I’ve been meaning to write this. Mostly for myself. Just a note. Something to remind me of her. She doesn’t know my name. My memories of her are fading. I have to create new ones — I have to or what will I be left at the end of the day?
We have moments. They’re strange — not normal. Surreal even. Moments when I play the role of mom and she’s the child. She doesn’t listen to me. She does what she wants. She whines. She fights me. She makes me buy her chicken legs and bird seed… please don’t ask… I try to say no, “you have bird seed and there are like 4 packs of chicken in the fridge…” She tries to trick me. She lies with a smile. I laugh and smile sometimes. I hold her hand when we walk across the parking lot. I place her head on my shoulder when she falls asleep at church—and that leads me to my moment, my mother/daughter moment, when our roles are reversed and order is restored for a brief second.
Most every Sunday, I take her to church. I’ve been going to church with her ever since I moved home… but as a lapse Catholic, I have an old habit of falling asleep during Mass. I like to think of it as “meditation.” During those brief moments, I place my head on her shoulder and nap… but before I fall asleep, she caresses my face—she remembers. She knows… she knows I’m her baby.
And then we have to kneel. Thrust back into our reality. The one where she has a totally random conversation with me while everyone is praying.
The one where she (for the 20th time in the last hour) asks me about inviting Padre Andres to the house for “fruit” (that’s dinner in dementia).
You are amazing.
I don’t think I’ve found a blog entry on any blog that resembled my times with Mom at church until I read this entry today. I would kneel with Mom and she would, too, have that ‘random conversation with me.’

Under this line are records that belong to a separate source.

PR #4630, opened 2026-08-04
[HfFileSystem] Fix bucket prefix collisions

lewtun:
## Issue

The Buckets API applies `prefix` lexically, but `HfFileSystem` needs path-component semantics. If a bucket contains `logs_existing/result.txt` but no `logs/`, listing `logs` returns the sibling. `HfFileSystem` then caches it under its real parent, and `exists(".../logs/new-result.txt")` raises `KeyError` instead of returning `False`; `ls(".../logs")` can also return the unrelated sibling.

## Reproducer

```python
from uuid import uuid4

import fsspec
from huggingface_hub import batch_bucket_files, create_bucket, delete_bucket, whoami


namespace = whoami()["name"]
bucket_id = f"{namespace}/hf-fs-prefix-repro-{uuid4().hex[:10]}"
create_bucket(bucket_id, private=True)

try:
    batch_bucket_files(
        bucket_id,
        add=[(b"test", "logs_existing/result.txt")],
    )

    url = f"hf://buckets/{bucket_id}/logs/new-result.txt"
    fs, path = fsspec.core.url_to_fs(url, skip_instance_cache=True)
    print(fs.exists(path))  # Expected: False; before this fix: KeyError
finally:
    delete_bucket(bucket_id, missing_ok=True)
```

## Fix

Filter bucket tree results in `_list_bucket_tree_with_folders()` so entries are accepted only when the requested prefix is empty, matches exactly, or is followed by `/`. This keeps `HfApi.list_bucket_tree()`'s documented lexical behavior unchanged while restoring normal filesystem behavior:

- `exists()` returns `False`
- `glob()` returns no matches
- `ls()` raises `FileNotFoundError`

Includes regression coverage using the existing `data/` fixture and colliding missing prefix `dat`.

## Validation

- Prefix-collision regression: `1 passed`
- Full bucket filesystem suite: `38 passed, 2 skipped` (2 transient staging 504 reruns)
- `make style`: passed
- `make quality`: passed

---

> [!NOTE]
> **Low Risk**
> Small, localized filter in bucket listing with a regression test; no auth or API contract changes.
> 
> **Overview**
> Fixes **bucket path prefix collisions** in `HfFileSystem` when `list_bucket_tree` returns lexically similar paths (e.g. listing `dat` also returns `data/...`).
> 
> In `_list_bucket_tree_with_folders`, results are now filtered so only entries that equal the prefix or sit under `prefix/` are kept—restoring normal filesystem behavior for **`exists`**, **`glob`**, and **`ls`** without changing the API’s lexical prefix behavior.
> 
> Adds **`test_prefix_collision`** against the shared `data/` fixture and the missing prefix `dat`.
> 
> <sup>Reviewed by [Cursor Bugbot](https://cursor.com/bugbot) for commit fd1699683e760af4d208bd80a43671c7dad1f424. Bugbot is set up for automated code reviews on this repo. Configure [here](https://www.cursor.com/dashboard/bugbot).</sup>


lewtun:
The failing tests seem unrelated to this PR AFAICT

src/huggingface_hub/hf_file_system.py
```diff
@@ -663,6 +663,8 @@ def _list_bucket_tree_with_folders(
         out: list[BucketFile | BucketFolder] = []
 
         for bucket_entry in bucket_files:
+            if prefix and bucket_entry.path != prefix and not bucket_entry.path.startswith(f"{prefix}/"):
+                continue
```
hanouticelina, line 670: adding a small comment to document this line
```suggestion
            # The server matches `prefix` lexically, so listing "logs" also returns "logs_existing/...".
            # Filesystem semantics require path components => drop entries that aren't `prefix` itself
            # or below it.
            if prefix and bucket_entry.path != prefix and not bucket_entry.path.startswith(f"{prefix}/"):
                continue
```

hanouticelina (approved):
The fix looks good to me, thanks!

PR #4631, opened 2026-08-05
Add require_complete to snapshot_download

### LINKED ISSUE #4624: snapshot_download: no way to require that the cached snapshot was actually checked

Offline, `snapshot_download` returns the same thing whether it checked the snapshot for completeness or checked nothing at all, and I can't tell which happened.

Here are two ways to fetch one file of a two-file repo, then ask for the snapshot offline. Save as `repro.py` and `uv run repro.py`:

```python
# /// script
# requires-python = ">=3.9"
# dependencies = ["huggingface_hub==1.26.0"]
# ///
import os
import tempfile

from huggingface_hub import hf_hub_download, snapshot_download

REPO = "hf-internal-testing/dataset_with_data_files"  # data/train.txt, data/test.txt


def offline_snapshot(cache):
    try:
        path = snapshot_download(REPO, repo_type="dataset", cache_dir=cache, local_files_only=True)
        return sorted(os.listdir(os.path.join(path, "data")))
    except Exception as e:
        return f"{type(e).__name__}: {e}"


cache = tempfile.mkdtemp()
hf_hub_download(REPO, "data/train.txt", repo_type="dataset", cache_dir=cache)
print(f"{'hf_hub_download:':<17}{offline_snapshot(cache)}")

cache = tempfile.mkdtemp()
snapshot_download(REPO, repo_type="dataset", cache_dir=cache, allow_patterns="data/train.txt")
print(f"{'allow_patterns:':<17}{offline_snapshot(cache)}")
```

```
hf_hub_download: ['train.txt']
allow_patterns:  IncompleteSnapshotError: The cached snapshot for
'hf-internal-testing/dataset_with_data_files' (revision 'main', commit c19550d3...) is incomplete:
2 file(s) are missing (.gitattributes, data/test.txt). Outgoing traffic is disabled
('local_files_only=True'). Re-run the download with network access to complete the snapshot.
```

The same single file is on disk either way, and I get opposite answers. The second one is what I want. The first hands me a partial snapshot with no indication that anything is missing.

The difference is that a filtered `snapshot_download` caches the repo's full file listing and `hf_hub_download` doesn't, and [`_raise_if_incomplete_snapshot`](https://github.com/huggingface/huggingface_hub/blob/7d62d95fa01c7e1db9f8680cdf6f96b681f031d7/src/huggingface_hub/_snapshot_download.py#L543) says as much:

> If the tree listing is not cached we cannot tell, so we do nothing and the caller keeps returning the folder as-is.

That's a sensible default, but as a caller I can't find out which case I'm in, so I can't safely build on the result. A cache filled by `hf_hub_download` has no listing, and neither does one written before the tree cache existed.

A `require_complete` flag on `snapshot_download`, defaulting to `False`. With `require_complete=True`, `IncompleteSnapshotError` is raised when no tree listing is cached for the resolved commit, on top of the existing case where a cached listing shows files missing. Nothing changes when a listing is present, and nothing changes online, where the listing is fetched anyway.

I have this working, with a test, and would be glad to open a PR if the shape looks right to you.

I can work around it from outside: call `get_cached_repo_tree` to establish that a listing exists for the resolved commit, then call `snapshot_download` again so its own check runs against a listing now known to be there. That works, but only in that order. An online download writes the tree cache before it fetches the files the cache names ([`_snapshot_download.py:398-522`](https://github.com/huggingface/huggingface_hub/blob/7d62d95fa01c7e1db9f8680cdf6f96b681f031d7/src/huggingface_hub/_snapshot_download.py#L398-L522)), so checking first and reading the listing afterwards can see a listing published by a concurrent download moments after an unchecked snapshot was handed back.

Making the strict behaviour the default rather than putting it behind a flag. That would start failing for caches written before the tree cache existed, and for any cache filled file by file by `hf_hub_download`, so a flag seemed like the safer shape.

**Additional context**

I hit this trying to add offline dataset loading to `datasets`. It isn't a blocker there, but building from a partial snapshot means a training run on silently truncated data, and being able to rule that out would make the work much easier.

Same shape as #4500, which put `snapshot_path` on this error so `diffusers` could find the cached files.

`huggingface_hub` 1.26.0, Python 3.12, macOS.

eaubin:
## Summary

- add an opt-in `require_complete` check to `snapshot_download` and `HfApi.snapshot_download`
- raise `IncompleteSnapshotError` during local cache fallback when the requested snapshot cannot be shown to contain every requested file
- keep the current fallback by default so caches created by older clients or by `hf_hub_download` continue to work
- document the strict mode in the cache guide

Closes #4624.

Offline completeness checks depend on the cached tree listing for the resolved commit. A cache populated file by file with `hf_hub_download`, or written before tree listings were cached, may contain only part of a repository without a listing that lets `snapshot_download` detect the missing files.

`require_complete=True` makes that uncertainty an error:

```python
snapshot_download(
    "hf-internal-testing/dataset_with_data_files",
    repo_type="dataset",
    local_files_only=True,
    require_complete=True,
)
```

Manual check after caching only `data/train.txt` with `hf_hub_download`:

```python
import tempfile

from huggingface_hub import hf_hub_download, snapshot_download
from huggingface_hub.errors import IncompleteSnapshotError


cache_dir = tempfile.mkdtemp()
hf_hub_download(
    "hf-internal-testing/dataset_with_data_files",
    "data/train.txt",
    repo_type="dataset",
    cache_dir=cache_dir,
)
print("cached: data/train.txt")
try:
    snapshot_download(
        "hf-internal-testing/dataset_with_data_files",
        repo_type="dataset",
        cache_dir=cache_dir,
        local_files_only=True,
        require_complete=True,
    )
except IncompleteSnapshotError as error:
    print(f"{type(error).__name__}: {error}")
```

```text
cached: data/train.txt
IncompleteSnapshotError: The cached snapshot for 'hf-internal-testing/dataset_with_data_files' (revision 'main', commit c19550d35263090b1ec2bfefdbd737431fafec40) cannot be shown to be complete: no tree listing is cached for this commit, so which files the repository holds is unknown. Outgoing traffic is disabled ('local_files_only=True'). Re-run the download with network access to cache the listing.
```

The same call without `require_complete=True` keeps returning the cached folder, as before. 

“Complete” keeps the existing `snapshot_download` meaning: every file selected after `allow_patterns` and `ignore_patterns` exists locally. It does not verify file contents or checksums. Strict mode also rejects an existing non-empty `local_dir` when its revision cannot be resolved locally; otherwise that path could still return a snapshot that was never checked.

Doing the check inside `snapshot_download` avoids splitting the guarantee across `get_cached_repo_tree` and a later download call. A concurrent download can publish the tree cache before it finishes writing every file, so those two calls do not prove that the returned snapshot was checked against the listing they observed.

---

> [!NOTE]
> **Medium Risk**
> Changes error behavior on an opt-in flag only; default paths stay backward compatible, but callers enabling strict mode depend on tree-cache semantics for local/offline downloads.
> 
> **Overview**
> Adds opt-in **`require_complete=True`** to `snapshot_download` and `HfApi.snapshot_download` for stricter offline/local fallback behavior.
> 
> By default, when the Hub is unreachable and completeness cannot be verified (no cached `trees/` listing for the commit, or a non-empty `local_dir` whose revision cannot be resolved locally), the existing local snapshot is still returned. With **`require_complete=True`**, those cases raise **`IncompleteSnapshotError`** instead. When a tree listing exists, behavior is unchanged: missing files still raise **`IncompleteSnapshotError`**; the new flag only treats “cannot prove complete” as an error.
> 
> **`_raise_if_incomplete_snapshot`** centralizes the “no tree cache” path; **`IncompleteSnapshotError`** docs and the cache guide are updated. Tests cover unresolved `local_dir` and `hf_hub_download`-only caches.
> 
> <sup>Reviewed by [Cursor Bugbot](https://cursor.com/bugbot) for commit e55eaee5a78691aae81241086eb6120cb0a51772. Bugbot is set up for automated code reviews on this repo. Configure [here](https://www.cursor.com/dashboard/bugbot).</sup>

### DIFF
--- a/docs/source/en/guides/manage-cache.md
+++ b/docs/source/en/guides/manage-cache.md
@@ -107,6 +107,8 @@ Both [`snapshot_download`] and [`hf_hub_download`] read this cache to avoid netw
 
 Because the cached file list describes exactly what a commit should contain, [`snapshot_download`] can also tell whether a local snapshot is complete. If the Hub cannot be reached (you are offline, the connection fails, or you passed `local_files_only=True`) and some expected files are missing from the local snapshot, [`snapshot_download`] raises [`~errors.IncompleteSnapshotError`] instead of returning a partial folder. Before this, an incomplete snapshot was returned silently, which could leave you working with missing files without knowing it. Files excluded by `allow_patterns` or `ignore_patterns` are not counted as missing. The exception exposes the path to the incomplete snapshot via its `snapshot_path` attribute, so you can still locate the partially cached files if needed.
 
+When [`snapshot_download`] falls back to an existing local snapshot but no file list is cached for its commit, completeness cannot be checked and the snapshot is returned as-is. An existing non-empty `local_dir` is also returned as-is if its revision cannot be resolved locally. Pass `require_complete=True` to raise [`~errors.IncompleteSnapshotError`] in either case.
+
 ### .no_exist (advanced)
 
 In addition to the `blobs`, `refs` and `snapshots` folders, you might also find a `.no_exist` folder
--- a/src/huggingface_hub/_snapshot_download.py
+++ b/src/huggingface_hub/_snapshot_download.py
@@ -50,6 +50,7 @@ def snapshot_download(
     force_download: bool = False,
     token: bool | str | None = None,
     local_files_only: bool = False,
+    require_complete: bool = False,
     allow_patterns: list[str] | str | None = None,
     ignore_patterns: list[str] | str | None = None,
     max_workers: int = 8,
@@ -75,6 +76,7 @@ def snapshot_download(
     force_download: bool = False,
     token: bool | str | None = None,
     local_files_only: bool = False,
+    require_complete: bool = False,
     allow_patterns: list[str] | str | None = None,
     ignore_patterns: list[str] | str | None = None,
     max_workers: int = 8,
@@ -100,6 +102,7 @@ def snapshot_download(
     force_download: bool = False,
     token: bool | str | None = None,
     local_files_only: bool = False,
+    require_complete: bool = False,
     allow_patterns: list[str] | str | None = None,
     ignore_patterns: list[str] | str | None = None,
     max_workers: int = 8,
@@ -125,6 +128,7 @@ def snapshot_download(
     force_download: bool = False,
     token: bool | str | None = None,
     local_files_only: bool = False,
+    require_complete: bool = False,
     allow_patterns: list[str] | str | None = None,
     ignore_patterns: list[str] | str | None = None,
     max_workers: int = 8,
@@ -183,6 +187,10 @@ def snapshot_download(
             The Hub endpoint to send the request to. Defaults to the value of `HF_ENDPOINT`.
         local_files_only (`bool`, *optional*, defaults to `False`):
             If `True`, do not download any files even if they are not in `cache_dir` or `local_dir`.
+        require_complete (`bool`, *optional*, defaults to `False`):
+            If `True`, when falling back to an existing local snapshot, raise
+            [`~errors.IncompleteSnapshotError`] instead of returning it if completeness cannot be checked
+            because no tree listing is cached for the commit or the revision cannot be resolved locally.
         allow_patterns (`list[str]` or `str`, *optional*):
             If provided, only files matching at least one pattern are downloaded.
         ignore_patterns (`list[str]` or `str`, *optional*):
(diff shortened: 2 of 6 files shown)


hanouticelina:
Thanks @eaubin for the repro! I'd rather not add a `require_complete` flag, since you can already
get this from outside with public API:

```python
    def verified_snapshot(repo_id, *, repo_type=None, revision=None, cache_dir=None, **kwargs):
        locate = dict(repo_type=repo_type, revision=revision, cache_dir=cache_dir)
        get_cached_repo_tree(repo_id, **locate)   # CachedRepoTreeNotFoundError if unverifiable
        return snapshot_download(repo_id, **locate, local_files_only=True, **kwargs)
```
which gives exactly the three outcomes you want: unverifiable, verified-incomplete, verified-complete. I checked, including with `allow_patterns`.

on the race: it fails safe in that order. If a concurrent download publishes the tree between the two calls, `snapshot_download` reads the new listing, sees missing files and raises. Only the reverse order is unsafe.A new public kwarg on `snapshot_download` is a permanent commitment, so for four lines of caller code I'd suggest handling this user-side for now. Closing this one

My mother passed away last week. I can only say that towards he last 6 months she became more sweet and less demanding. She had her ‘give me my fruit’ moments, only with her own choice of ‘fruit’ words. She did that alot.
We had never enjoyed seeing Mom with this disease. It can be very hard on the caregivers, I did not see Mom every day, as she was in an assisted living home, but did see her often (well, for me, considering the other obligations I had). I guess its all relative. I feel guilty after her death, and then at other times I do not feel guilty for not being there every day.
Anyhow, just some random thoughts on my part. I miss her very much. I miss her old self. Now that she has passed, we all mourn the loss of her old self, whereas during the last 4 years of her ‘diagnosed’ dementia, we just never had that chance to mourn. I would think that is pretty normal across the board to mourn the loss, even with her quick and not always pretty decline.